At the end of April, more than 90 percent of the members of Ver.di, GEW and BDD (Beamtenbund) voted to strike in order to fight for the long-overdue recognition of their demanding work with children, the disabled, the socially disadvantaged and also with refugees. The aim was a fundamental shift that was to be reflected in a wage increase of at least 10 percent.

On July 8, the head of Ver.di in the state of Baden-Württemberg admitted to the Stuttgarter Zeitung that the strike had a lot of support in the population: “There is scarcely a single person in the republic who does not think our demands are justified. Society is actually with us.”

In fact, the very success of the strike was—for the union leadership—an important reason for breaking it off as soon as possible. It raised the danger that—together with other strikes of postal workers, Charité hospital employees, train drivers, employees at the Karstadt and Kaufhof shopping centres and many others—it would develop into a broad social movement against the government and austerity policies in Europe. For this reason, the decision was made to end the strike and begin arbitration.

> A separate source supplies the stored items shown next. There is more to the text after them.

PR #694, opened 2020-09-15
Set to true nullable bool arguments without the value

### LINKED ISSUE #316: Set to true nullable bool arguments without the value
Consider the following class:

```csharp
class Parameters
{
    [Option("bool")]
    public bool Bool { get; set; }
    
    [Option("nullable-bool")]
    public bool? NullableBool { get; set; }
}
```

It works fine for such arguments: `--bool --nullable-bool true` but doesn't work for `--bool --nullable-bool`.

I suggest making it working for nullable bool types.

Kira-NT:
Well, it fixes #316, what can I say ¯\\_(ツ)_/¯

Quick example:

```c#
class Parameters
{
    [Option("bool")]
    public bool Bool { get; set; }
    
    [Option("nullable-bool")]
    public bool? NullableBool { get; set; }
}
```

| --bool | --nullable-bool | Parameters(Bool, NullableBool) |
| ------- | ---------------- | ------- |
| + | `true` | (`true`, `true`) |
| + | `false` | (`true`, `false`) |
| + | + | (`true`, `true`) |
| + | - | (`true`, `null`) |
| - | `true` | (`false`, `true`) |
| - | `false` | (`false`, `false`) |
| - | + | (`false`, `true`) |
| - | - | (`false`, `null`) |

### DIFF
--- a/src/CommandLine/Core/KeyValuePairHelper.cs
+++ b/src/CommandLine/Core/KeyValuePairHelper.cs
@@ -15,6 +15,14 @@ namespace CommandLine.Core
             return tokens.Select(t => t.Text.ToKeyValuePair("true"));
         }
 
+        public static IEnumerable<KeyValuePair<string, IEnumerable<string>>> ForScalarSwitch(
+            IEnumerable<Token> tokens)
+        {
+            return tokens
+                .Group(2)
+                .Select((g) => g[0].Text.ToKeyValuePair(g[1].Text));
+        }
+
         public static IEnumerable<KeyValuePair<string, IEnumerable<string>>> ForScalar(
             IEnumerable<Token> tokens)
         {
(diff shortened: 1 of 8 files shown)


Kira-NT:
Welp, the repo is dead, so I think it's simpler and better to switch to [dotnet/command-line-api](https://github.com/dotnet/command-line-api)

detoxhby:
This should've been merged... essential feature. Did all maintainers left the project? (If so, it's sad that such a handy project gone waste...)

Kira-NT:
@detoxhby, just switch to `System.CommandLine`. It is better and is maintained by dotnet community, so I don't see a chance for `dotnet/command-line-api` to die in the nearest future, just how this library did

kyleshrader:
Why was this never merged?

After the unexpected initiation of arbitration, the DGB organised a nationwide demonstration on June 13. The unions used this demonstration as a platform to send a signal to the municipal employers that they were ready to sell out the strike. They invited leading politicians who had carried out cuts on the state and municipal level to speak. Federal Economic Minister Sigmar Gabriel spoke beside representatives of the Christian Democratic Union, the Social Democratic Party, the Greens and the Left Party.

Ver.di chief negotiator Achim Meerkamp announced at the demonstration on June 13 that there were indications “that we cannot manage a complete landslide.” Actually, by this time Ver.di had long ago decided on a complete sellout. The union had planned from the very beginning to carry on the strike until summer vacation 2015 at the very longest. This was made clear by an internal PowerPoint presentation at the end of December 2014.

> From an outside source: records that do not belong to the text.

PR #698, opened 2020-10-05
Add environment variable support

### LINKED ISSUE #677: Can I read options from Environment variables?
First of all thanks for creating this nice package. Been using it for a lot of projects and it's working fine as always :) 

I was wondering if it's possible to read options from environment variables as well as from command params?
When I'm running my app in a docker container I would like to be able to edit my env variables in the container and then reflect that to my startup options. 

In the old repo, I found this issue https://github.com/gsscoder/commandline/issues/58 but can't seem to find the implementation in the new repo. Was it never implemented or planned as a feature or are they other ways to resolve my "problem"?

If not I can always just read the env variables myself and update the startup options if needed.

jannickj:
Fixes: https://github.com/commandlineparser/commandline/issues/677

Allows for enviroment variables to be part of a cli setup the order is Args > Env > Default
NB. Currently does not support sequences (Future work - will instead crash with a helpful error msg)

I also changed 0/1 to be parsable booleans as that's the language agnotisc / most common way to set booleans via environment variables.

### DIFF
--- a/src/CommandLine/BaseAttribute.cs
+++ b/src/CommandLine/BaseAttribute.cs
@@ -12,6 +12,7 @@ namespace CommandLine
         private int min;
         private int max;
         private object @default;
+        private string env;
         private Infrastructure.LocalizableAttributeProperty helpText;
         private string metaValue;
         private Type resourceType;
@@ -84,6 +85,18 @@ namespace CommandLine
             set
             {
                 @default = value;
+            }
+        }
+
+        /// <summary>
+        /// Gets or sets mapped property env value.
+        /// </summary>
+        public string Env
+        {
+            get { return env; }
+            set
+            {
+                env = value;
             }
         }
 
--- a/src/CommandLine/Core/InstanceBuilder.cs
+++ b/src/CommandLine/Core/InstanceBuilder.cs
@@ -88,7 +88,7 @@ namespace CommandLine.Core
                 T instance;
                 if(typeInfo.IsMutable() == true)
                 {
-                    instance = BuildMutable(factory, specPropsWithValue, setPropertyErrors);
+                    instance = BuildMutable(factory, specPropsWithValue, setPropertyErrors, ignoreValueCase, parsingCulture);
                 }
                 else
                 {
@@ -126,7 +126,12 @@ namespace CommandLine.Core
             return result;
         }
 
-        private static T BuildMutable<T>(Maybe<Func<T>> factory, IEnumerable<SpecificationProperty> specPropsWithValue, List<Error> setPropertyErrors )
+        private static T BuildMutable<T>(
+            Maybe<Func<T>> factory,
+            IEnumerable<SpecificationProperty> specPropsWithValue,
+            List<Error> setPropertyErrors,
+            bool ignoreValueCase,
+            CultureInfo parsingCulture)
         {
             var mutable = factory.MapValueOrDefault(f => f(), () => Activator.CreateInstance<T>());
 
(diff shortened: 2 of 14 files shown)


jannickj:
Hello?

jannickj:
:wave:

jannickj:
:cloud_with_rain: 
 :walking_man:

SommerEngineering:
@ericnewton76 Could this be part of the 2.9.0 release, please? 🙂

jannickj:
:sleeping_bed:

jannickj:
:sun_behind_small_cloud:

jannickj:
:sun_with_face:

BoBiene:
@ericnewton76 & @moh-hassan would be great to get this feature :)

johnjaylward:
It looks like @moh-hassan has left this project (he's not listed in the org anymore), and @ericnewton76 has been inactive on GitHub since November. It effectively looks like this project has been abandoned, which is a shame :(

BoBiene:
So there is no one able to merge pullrequests to this repo?
@gsscoder you are listed as contact, are you able to maintain this great project?

jannickj:
:city_sunrise:

jannickj:
:cityscape:

jannickj:
:cricket:

jannickj:
:skull:

devedse:
I created a NuGet package based on your branch:
https://www.nuget.org/packages/CommandLineParserWithEnvironmentVariables/2.8.0

devedse:
@jannickj , I did find one issue though. If `Required = true` and you did provide the value for the variable through an EnvironmentVariable it's still showing the error that a required-option is missing.

Not sure if that is desirable.

jannickj:
@devedse thx :D, also would say that is in my view expected behavior :)

devedse:
@jannickj , the thing is that this results in me having to check all variables in the code to see if they are `not null`. Even though it is required, thus, should be provided.

But I'm not sure what the best solution would be.

jannickj:
yeah it's a bit annoying the way to get around it is to just set it equal to `null!`
ex.
```csharp

[Option("host",
	HelpText = "The host for the client",
	Default = "localhost:80")]
public string Host { get; set; } = null!;
```

devedse:
That's not really what I mean. What I mean is that if you set Required = true, you need to provide the variable by passing in the flag.

For example, let's assume we have:

```
[Option("data",
        Required = true,
	HelpText = "The data",
        Env = "DATA"
)]
public string Data { get; set; } = null!;
```

```
#This would work:
testapp --data 123
```

```
#This would not work:
SET DATA=123
testapp

#Now we're getting the message that --data is missing.
```

jannickj:
right... I wasn't clear in my first message then, I tried to argue that it could make sense since required sort of strongly requests that you set the field. That said I understand what you mean and the more I think about the more I'm convinced that it's the behavior you expect.

devedse:
That's what I thought first as well. But I'm doubting it a bit now since if you look at it from the consumer end it just requires the data. It doesn't matter where it comes from. I can't think of a scenario where actually passing it as a flag is required if there is also an environment variable.

But either way is fine. I'll just work with the way is implemented now.

jannickj:
> That said I understand what you mean and the more I think about the more I'm convinced that it's the behavior you expect.

just read what I wrote, what I meant to say is that the behavior you (@devedse ) expected is the correct behavior, i.e. required accepts environment variables :sweat_smile:

devedse:
@jannickj , are you planning on implementing this?

jannickj:
@devedse probably not, I made this PR 1.5 years ago, so at this point I'm okay with it, if someone revived this git-repo then maybe but not on a half-dead project.

devedse:
I'll see if I can make a quick fix then. I'll just release a new version of my NuGet Package

jannickj:
:muscle:

devedse:
I think I fixed it. I actually moved all the code for setting the Value from the `BuildMutable` Method to the `OptionMapper.MapValues` as this is probably the place where we'd want to add this stuff.
https://github.com/devedse/commandline/commit/9ef1591563d24d981352b0df089277f839fba64b

I also wrote some test scenario's that test `Required = true` in combination with providing the value through Environment values or arguments or neither.

I've released this version to NuGet:
https://www.nuget.org/packages/CommandLineParserWithEnvironmentVariables/2.8.1

devedse:
Feel free to do a code review, Incase I missed something.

When a strike delegate conference rejected the agreement in Frankfurt on June 24, Ver.di head Frank Bsirske reacted by threatening that a continuation of the strike would lead to its defeat. Whoever rejects it now, he said, would lose in the end and leave behind “scorched earth” and “destroyed relations.” “We can of course reject it,” said Bsirske. “But that is just what the municipal employers are waiting for.”

Since then, the postal service strike, the strike at the Charité hospital and the train workers’ strike were all ended without having achieved their aims. In the case of the postal service, the corporate bargaining committee agreed to a result that codifies the existence of 49 cheap labour firms of Delivery GmbH belonging to the postal service, without any consultation or vote of the membership.

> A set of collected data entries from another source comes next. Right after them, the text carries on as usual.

Issue #109, opened 2017-11-04
Incorrent argument checks in HeadingInfo.cs


ericnewton76:
<a href="https://github.com/zii-dmg"><img src="https://avatars2.githubusercontent.com/u/2846896?v=4" align="left" width="96" height="96" hspace="10"></img></a> **Issue by [zii-dmg](https://github.com/zii-dmg)**
_Friday Jan 20, 2017 at 15:30 GMT_
_Originally opened as https://github.com/gsscoder/commandline/issues/408_

----

[Constructor](https://github.com/gsscoder/commandline/blob/master/src/CommandLine/Text/HeadingInfo.cs#L30):
```
public HeadingInfo(string programName, string version = null)
{
    if (string.IsNullOrWhiteSpace("programName")) throw new ArgumentException("programName");
```
Passing string `"programName"` instead of argument `programName` value. But HeadingInfo.Empty is creating object with empty string! So I suppose this check should removed and xml comment with exception description.

[WriteMessage](https://github.com/gsscoder/commandline/blob/master/src/CommandLine/Text/HeadingInfo.cs#L104):
```
if (string.IsNullOrWhiteSpace("message")) throw new ArgumentException("message");
```
Same - `"message"` vs `message`.

PR #713, opened 2020-11-18
fixed string.IsNullOrWhiteSpace() check

0x6d61726b:
Coincidentially I found and fixed an issue when checking ```string.IsNullOrWhiteSpace()```.


0x6d61726b:
This fix seems also be related to #109.

PR #726, opened 2020-12-14
Fixes PlatformNotSupported on Xamarin.Mac modern.

### LINKED ISSUE #725: System.Console.IsOutputRedirected Not supported on Xamarin.mac
Using commandlineparser on Xamarin.Mac Modern throws a PlatformNotSupportedException when trying to set MaximumDisplayWidth. I found some older issues with docker where setting `MaximumDisplayWdith` explicitly would fix the issue. Unfortunately this won't work here, as the call to `System.Console.IsOutputRedirected` happens in the ParserSettings constructor.

mmoraga:
On Xamarin.Mac `Console.IsOutputRedirected` throws a `PlatformNotSupportedException`.
This PR moves that line to within the try-catch-block so it can be safely ignored. 
Fixes #725

### DIFF
--- a/src/CommandLine/ParserSettings.cs
+++ b/src/CommandLine/ParserSettings.cs
@@ -41,13 +41,12 @@ namespace CommandLine
 
         private int GetWindowWidth()
         {
-
-#if !NET40
-            if (Console.IsOutputRedirected) return DefaultMaximumLength;
-#endif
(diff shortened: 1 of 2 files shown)


mmoraga:
Fixes: https://github.com/commandlineparser/commandline/issues/725

PR #727, opened 2020-12-14
Better error message for missing value arguments

### LINKED ISSUE #363: Custom error message for missing sequence values
Hello, thanks for this great library.

I have a question regarding sequence values. I've set a property for sequence of values like this:
```csharp
        [Value(0, Min = 1, HelpText = "Path(s) to file(s)", Hidden = true)]
        public IEnumerable<string> FilePaths { get; }
```
So at least one value is required. When I parse an empty list of arguments the generated help message contains this:
```
ERROR(S):
A sequence value not bound to option name is defined with few items than required.
```
That message is not very informative to the user (it also contains a grammatical error if I'm not mistaken: `few` should be `fewer`?). How can I customize it? Thanks in advance.

hol430:
Fixes #363

The problem shows up when using an argument like this:

```csharp
[Value(0, Min = 1, HelpText = "Path(s) to file(s)", Required = true)]
public IEnumerable<string> FilePaths { get; }
```

Calling the CLI without providing a value for this argument will
currently result in the following error:

> ERROR(S):
> A sequence value not bound to option name is defined with few items than required.

This patch changes the behaviour so that, iff a MetaName is provided in the ValueAttribute, the user of the CLI will receive a message along the lines of:

> ERROR(S):
>   Required option '$MetaName' is missing.

### DIFF
--- a/src/CommandLine/Core/NameExtensions.cs
+++ b/src/CommandLine/Core/NameExtensions.cs
@@ -20,12 +20,23 @@ namespace CommandLine.Core
                 specification.LongName);
         }
 
+        public static NameInfo FromValueSpecification(this ValueSpecification specification)
+        {
+            return new NameInfo(
+                specification.MetaName,
+                specification.MetaName);
+        }
+
         public static NameInfo FromSpecification(this Specification specification)
         {
             switch (specification.Tag)
             {
                 case SpecificationType.Option:
                     return FromOptionSpecification((OptionSpecification)specification);
+                case SpecificationType.Value:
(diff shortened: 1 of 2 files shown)


dalehenries:
Any chance this could be merged?  It looks like this project isn't very active.  Is anyone maintaining this?

JohnGrat:
bump

hol430:
Ha, I had forgotten that this PR even existed. And the issue has been around for longer still :). @ericnewton76 - apologies for the ping, but is there anything I can do to help get this merged? I'm happy to tweak this as needed. Just let me know if there's anything you need from me.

The end of this struggle bears an obvious similarity to the result of the referendum in Greece on July 5. The working class expresses its will with great clarity, and the union bureaucrats react by doing the exact opposite.

The reason for this is that pseudo-left parties such as Syriza and unions such as Ver.di do not represent the interests of the working class, but the interests of the upper middle class. While Alexis Tsipras carries out the attacks demanded by the European Union against the Greek population, Ver.di head Bsirske is determined to force through the five-year binding contract of the arbitrators against the wishes expressed by the workers.

Workers must draw definite conclusions from this experience. In order to carry out a successful struggle, they must break with the unions, organise independently of them, base themselves on the power of the international working class and take up the struggle for a socialist programme.